_WHAT YOU ARE ASKED TO DO_
No line before the one containing "Minor nitpick on" is to be output; retype exactly that line and all lines that follow it to the end of the records.
*** PROVIDED INFORMATION ***
PR #120, opened 2016-04-20
Adding support for auto-building docs on release + travis

gauntface:
@Garbee would appreciate your thoughts on this

cc @jeffposnick as an FYI


Garbee:
just ran and checked out the output. LGTM for an initial start.

Minor nitpick on organization... usage/API should be under a "docs" heading while the recipes would fit best under a "Demos" heading leaving room for more later.

gauntface:
This seems like a major downside of jsdoc (unless you know of a trick to
achieve this, but from looking the docs for jsdoc, everything has to be a
tutorial, within that we can maybe have docs and demos.

Garbee:
May want to peek at [esdoc](https://esdoc.org/tutorial.html#create-config-file). It supports multiple "manual" pages that would fit the needs here.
*** End of PROVIDED INFORMATION ***
_SOLUTION TO THIS TASK_
Minor nitpick on organization... usage/API should be under a "docs" heading while the recipes would fit best under a "Demos" heading leaving room for more later.

gauntface:
This seems like a major downside of jsdoc (unless you know of a trick to
achieve this, but from looking the docs for jsdoc, everything has to be a
tutorial, within that we can maybe have docs and demos.

Garbee:
May want to peek at [esdoc](https://esdoc.org/tutorial.html#create-config-file). It supports multiple "manual" pages that would fit the needs here.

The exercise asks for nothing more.